Das waren die ersten Worte, die Hayward von ihm hörte.
»Wie bitte?«
»Wie heißt der Graf?«
»Thierry de Cahors.«
»Hat sich irgendjemand mit diesem Grafen getroffen?«
»Ich glaube nicht.« Als Pendergast erneut in Schweigen verfiel, fuhr sie fort: »In den vergangenen sechs Wochen hat es zwei Todesfälle gegeben, die mit der Wiedereröffnung des Grabes in Verbindung stehen, angeblich aber nicht miteinander zusammenhängen.
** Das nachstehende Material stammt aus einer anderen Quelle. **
PR #874, opened 2024-09-30
Added faster alternative to InVirtualSet()

soham-bentley:
itwinjs-core: https://github.com/iTwin/itwinjs-core/pull/7260
Fixes https://github.com/iTwin/itwinjs-backlog/issues/754


iModelCore/ECDb/ECDb/ECSql/ValueExp.cpp
```diff
@@ -817,47 +817,92 @@ Exp::FinalizeParseStatus MemberFunctionCallExp::_FinalizeParsing(ECSqlParseConte
     if (mode == Exp::FinalizeParseMode::AfterFinalizingChildren)
         {
         if (this->m_tableValuedFunc) {
```
rschili, line 819: You created a IsTableValuedFunc() method for this check. Either stick with it and use it everywhere or do this everywhere.

iModelCore/ECDb/ECDb/ECSql/ValueExp.cpp
```diff
@@ -915,6 +960,11 @@ Utf8String MemberFunctionCallExp::_ToString() const
 //+---------------+---------------+---------------+---------------+---------------+------
 bool MemberFunctionCallExp::_TryDetermineParameterExpType(ECSqlParseContext& ctx, ParameterExp& parameterExp) const
     {
+    if(this->m_tableValuedFunc && m_functionName.EqualsIAscii("IdSet"))
```
rschili, line 963: Same, use IsTableValuedFunc() here, also, we should put "IdSet" into a const/define somewhere instead of hard typing it in multiple spots

iModelCore/ECDb/ECDb/ConcurrentQueryManagerImpl.cpp
```diff
@@ -1899,8 +1899,35 @@ bool ECSqlParams::TryBindTo(ECSqlStatement& stmt, std::string& err) const {
...
+                    st = stmt.BindVirtualSet(index, idSet);
+                }
+                else if(binderInfo.GetBinderType() == BinderInfo::BinderType::ArrayECSqlBinderType && binderInfo.CheckIfBinderIsForIdSetVirtualTable())
+                {
+                    bool allElementsAdded = true;
+                    IECSqlBinder& binder = stmt.GetBinder(index);
+                    IdSet<BeInt64Id> set(param.GetValueIdSet());
+                    for(auto& ids: set)
+                    {
+                        st = ids.IsValid() ? binder.AddArrayElement().BindInt64((int64_t) ids.GetValue()) : binder.AddArrayElement().BindNull();
```
rschili, line 1915: Should we really Bind Null for invalid IDs? That seems dangerous to me. Maybe better skip those and log an error? Or error-out altogether? @khanaffan

iModelCore/ECDb/ECDb/ConcurrentQueryManagerImpl.cpp
```diff
@@ -1899,8 +1899,35 @@ bool ECSqlParams::TryBindTo(ECSqlStatement& stmt, std::string& err) const {
...
+                        }
+                    }
+                    if(allElementsAdded) // If even one array element has failed to be added we set the status for the entire operation as ECSqlStatus::Error although for the time being we don't do anything with status even if it fails
+                        st = ECSqlStatus::Success;
+                    else
+                        st = ECSqlStatus::Error;
+                }
+                else
+                {
+                    st = ECSqlStatus::Error;
```
rschili, line 1928: There should be a log message for this, otherwise troubleshooting will be very hard

iModelCore/ECDb/PublicAPI/ECDb/IECSqlBinder.h
```diff
@@ -10,6 +10,40 @@
 
 BEGIN_BENTLEY_SQLITE_EC_NAMESPACE
 
+//=======================================================================================
+// @bsiclass
+//+===============+===============+===============+===============+===============+======
+struct BinderInfo final
```
rschili, line 16: I've thought about this one for a while. I understand you want to encapsulate the two pieces of information here.
But overall, it seems we'd be better off just putting this into ECSqlBinder directly, or is there some reason not to?
Requires less code and maintenance, and BinderInfo is not a very good term, it doesn't provide context on what info is encapsulated, while other info sits on the Binder directly.
I'd suggest to get rid of this struct.

iModelCore/ECDb/PublicAPI/ECDb/ECSqlStatement.h
```diff
@@ -249,6 +249,11 @@ struct EXPORT_VTABLE_ATTRIBUTE ECSqlStatement
         //! @return Parameter binder
         ECDB_EXPORT IECSqlBinder& GetBinder(int parameterIndex);
 
+        //! Gets BinderInfo for the binder associated with the parameter at the specified index.
+        //! @param[in] parameterIndex Parameter index.
+        //! @return Parameter BinderInfo. If there is no valid binder on that index the it will still return BinderInfo with Binder type NoopECSqlBinderType
+        ECDB_EXPORT BinderInfo const& GetBinderInfo(int parameterIndex) { return GetBinder(parameterIndex).GetBinderInfo(); }
```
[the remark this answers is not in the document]
soham-bentley: From the statement level we get a const reference so that we can just read values and modify values but from the binder level I have exposed normal reference so that we can also modify values if required and I have also done so in ECSqlBinder.cpp

iModelCore/ECDb/ECDb/ECSql/ValueExp.cpp
soham-bentley: done

iModelCore/ECDb/ECDb/ECSql/ValueExp.cpp
soham-bentley: Done

iModelCore/ECDb/ECDb/ECSql/ValueExp.cpp
soham-bentley: removed hard coded string as well

iModelCore/ECDb/PublicAPI/ECDb/ECSqlStatement.h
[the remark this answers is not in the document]
rschili: oh, I see. But that seems like it could be problematic, too. You could just make the fields on binder mutable, that BinderInfo object is bypassing the const mechanism anyways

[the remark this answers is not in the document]
soham-bentley: yes I have made it const everywhere

soham-bentley:
/ azp run imodel-native

iModelCore/BeSQLite/PublicAPI/BeSQLite/BeSQLite.h
```diff
@@ -434,6 +434,19 @@ enum class DbDeserializeOptions {
 };
 ENUM_IS_FLAGS(DbDeserializeOptions)
 
+//=======================================================================================
+// @bsiclass
+//=======================================================================================
+enum StatementState
+{
+    // The first four values are in accordance with sqlite3.c
```
soham-bentley, line 442: Is this enum structure and these associated comments okay?

iModelCore/ECDb/Tests/NonPublished/ECDbIdSetVirtualTableTests.cpp
```diff
@@ -0,0 +1,622 @@
...
+    }
+    {
+        ECSqlStatement stmt;
+        ASSERT_EQ(ECSqlStatus::Success, stmt.Prepare(m_ecdb, "SELECT ECInstanceId FROM ECVLib.IdSet('[1,2,3,4,5]'), meta.ECClassDef where ECInstanceId = id group by ECInstanceId"));
+        ASSERT_EQ(true, m_ecdb.ExplainQuery(stmt.GetNativeSql(), true).Contains("SCAN IdSet VIRTUAL TABLE INDEX 1"));
+        ASSERT_EQ(true, m_ecdb.ExplainQuery(stmt.GetNativeSql(), true).Contains("SEARCH main.ec_Class USING INTEGER PRIMARY KEY (rowid=?)"));
+    }
+    {
+        ECSqlStatement stmt;
+        ASSERT_EQ(ECSqlStatus::Success, stmt.Prepare(m_ecdb, "SELECT ECClassId FROM ECVLib.IdSet('[1,2,3,4,5]'), meta.ECClassDef where ECClassId = id group by ECClassId"));
```
soham-bentley, line 334: These are the query plan tests. How does these query plans look? @khanaffan

iModelCore/BeSQLite/PublicAPI/BeSQLite/BeSQLite.h
rschili: Phew, this is uncharted terrain for me, but I see the native values for VDBE*State are only the first four of these. NOT_PREPARED is not part of the values.
Given that they may add additional values, and the next one would be assigned = 4, this seems dangerous.
It seems much more robust to me to only expose the states which they use and always call "IsPrepared()" before that. That seems to be the intended design.

Your abstraction makes it more convenient to use, but in this case, modifying the API as little as possible seems better.

rschili (approved):

iModelCore/ECDb/ECDb/ECSql/ECSqlPreparer.cpp
```diff
@@ -684,7 +684,7 @@ void ECSqlExpPreparer::RemovePropertyRefs(ECSqlPrepareContext& ctx, ClassRefExp
         if (propertyNameExp->IsPropertyRef())
             continue;
         if (propertyNameExp->IsVirtualProperty())
-            break;
```
soham-bentley, line 687: This "break" statement was stopping properties to be added and causing a malfunction in case of JOINS with virtual tables
Is there any specific reason why this was "break" and not "continue" ? @khanaffan  @ColinKerr  @rschili

rschili (approved):

iModelCore/BeSQLite/PublicAPI/BeSQLite/BeSQLite.h
ColinKerr: I agree with Rob

iModelCore/ECDb/ECDb/BuiltInVTabs.cpp
```diff
@@ -151,8 +151,192 @@ DbResult ClassPropsModule::Connect(DbVirtualTable*& out, Config& conf, int argc,
...
+        if(id == 0)
+            return BE_SQLITE_ERROR;
+        m_idSet.insert(id);
+    }
+    else
+        return BE_SQLITE_ERROR;
+    return BE_SQLITE_OK;
+}
+
+//---------------------------------------------------------------------------------------
```
ColinKerr, line 238: This PR has inconsistent bracket style.  Even within one method you are switching style.  Please use a consistent style, the style used by the rest of the C++ code is preferred

ColinKerr:
Have we gotten feedback on this new syntax?  If not I suggest that we put this behind the experimental flag so we can release and get feedback before we lock in on it

khanaffan (approved):

iModelCore/ECDb/ECDb/ECSql/ECSqlPreparer.cpp
khanaffan: i do not think its a feature, its a bug :)

iModelCore/BeSQLite/PublicAPI/BeSQLite/BeSQLite.h
soham-bentley: What should be the behavior in case someone calls GetStatementState() before the statement is prepared?

iModelCore/ECDb/ECDb/BuiltInVTabs.cpp
soham-bentley: All bracket styles fixed

iModelCore/BeSQLite/PublicAPI/BeSQLite/BeSQLite.h
ColinKerr: The problem is that the underlying flag is a u8 so if Sqlite adds another state it will be 4.  Unless we notice this we will now mistake that state for unprepared.


You could use a larger number, something beyond 255 would ensure there would be no conflict but picking something still within the u8 range but higher like 100 should be just as safe in practice.

khanaffan:
> Have we gotten feedback on this new syntax? If not I suggest that we put this behind the experimental flag so we can release and get feedback before we lock in on it

Technically, there is no syntax change to ECSQL. We already expose virtual tables `json1.json_each(json)` and `json1.json_tree(json)`. This made it straightforward to implement `IdSet` since we already support the syntax for virtual tables. The only new aspect is the virtual table/class itself, which is not experimental as it not a work in progress.

In my opinion, an experimental tag should be applied to any new feature that introduces new syntax (specific to ECSQL and not standard SQL) or any functionality, such as Functions, VirtualTables, or Pragmas, that are still in development and may change over time until they become stable.

iModelCore/BeSQLite/PublicAPI/BeSQLite/BeSQLite.h
soham-bentley: I have implemented the TryGetStatementState approach where we pass the StatementState as a reference arg and modify it's value and returns true if everything is successful or returns false

ColinKerr:
> > Have we gotten feedback on this new syntax? If not I suggest that we put this behind the experimental flag so we can release and get feedback before we lock in on it
> 
> Technically, there is no syntax change to ECSQL. We already expose virtual tables `json1.json_each(json)` and `json1.json_tree(json)`. This made it straightforward to implement `IdSet` since we already support the syntax for virtual tables. The only new aspect is the virtual table/class itself, which is not experimental as it not a work in progress.
> 
> In my opinion, an experimental tag should be applied to any new feature that introduces new syntax (specific to ECSQL and not standard SQL) or any functionality, such as Functions, VirtualTables, or Pragmas, that are still in development and may change over time until they become stable.

Maybe syntax was the wrong word to sue here.  IdSet is new ... have we had anyone try it and give us feedback?

iModelCore/ECDb/ECDb/BuiltInVTabs.cpp
```diff
@@ -151,8 +151,186 @@ DbResult ClassPropsModule::Connect(DbVirtualTable*& out, Config& conf, int argc,
...
+    }
+    bool flag = doc.ForEachArrayMember([&](BeJsValue::ArrayIndex a, BeJsConst k1)
+                                            {
+                                            if(BE_SQLITE_OK != FilterJSONBasedOnType(k1))
+                                                {
+                                                GetTable().SetError(SqlPrintfString("IdSet vtab: The element with index %u is invalid", a));
+                                                return true;
+                                                }
+                                            return false; 
+                                            });
```
ColinKerr, line 200: inconsistent bracket formatting

soham-bentley: done

iModelCore/ECDb/ECDb/ECSql/PragmaECSqlPreparedStatement.cpp
```diff
@@ -634,10 +636,17 @@ DbResult PragmaECSqlPreparedStatement::DoStep() {
...
-    return m_resultSet->Step();
+    if(m_isFirstStep)
+        {
+        if (!m_parameterMap.OnBeforeFirstStep().IsSuccess())
+            return BE_SQLITE_ERROR;
+        }
+    
+    DbResult res = m_resultSet->Step();
+    // if step actually succeeded and returned BE_SQLITE_DONE or BE_SQLITE_ROW on the sqlite side then we set this flag to false if flag is true, if the returned value is something else like BE_SQLITE_SCHEMA or anything else we don't set the flag to false
+    if((res == BE_SQLITE_DONE || res == BE_SQLITE_ROW) && m_isFirstStep)
```
soham-bentley, line 647: Here, If the step returned anything other than BE_SQLITE_DONE or BE_SQLITE_ROW I am not setting the m_isFirstStep flag to false, because according to me that means the first step is not completed. If the returned value is BE_SQLITE_SCHEMA then also I am not setting the m_isFirstStep flag to false, Is that the correct assumption and behavior from my side?

soham-bentley: As per discussion with @khanaffan over a call BE_SQLITE_DONE and BE_SQLITE_ROW should be the only two values we should be concerned about and for these two values we should be setting the m_isFirstStep flag to false. For other values like BE_SQLITE_SCHEMA or any other value m_isFirstStep flag should not be set to false.

khanaffan (approved):

soham-bentley:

Bei dem ersten Toten handelt es sich um einen Computerexperten, der in dem Grab arbeitete; er wurde von seinem Arbeitskollegen umgebracht. Der Typ drehte durch, ermordete seinen Kollegen, stopfte dessen Organe in zeremonielle Kanopenkrüge, die in der Nähe herumstanden, und floh ins Dachgeschoss des Museums. Als man versucht hat, ihn dingfest zu machen, hat er einen Wachmann angegriffen. Bei dem zweiten Toten handelt es sich um einen Kurator namens Wicherly, ein Brite, den das Museum extra eingestellthatte, um die Ausstellung zu kuratieren. Er verlor den Verstand und wollte Nora Kelly erdrosseln – du kennst sie doch, Vinnie, oder?«
»Geht’s ihr gut?«
»Ja, sehr gut – sie leitet sogar die Eröffnung heute Abend.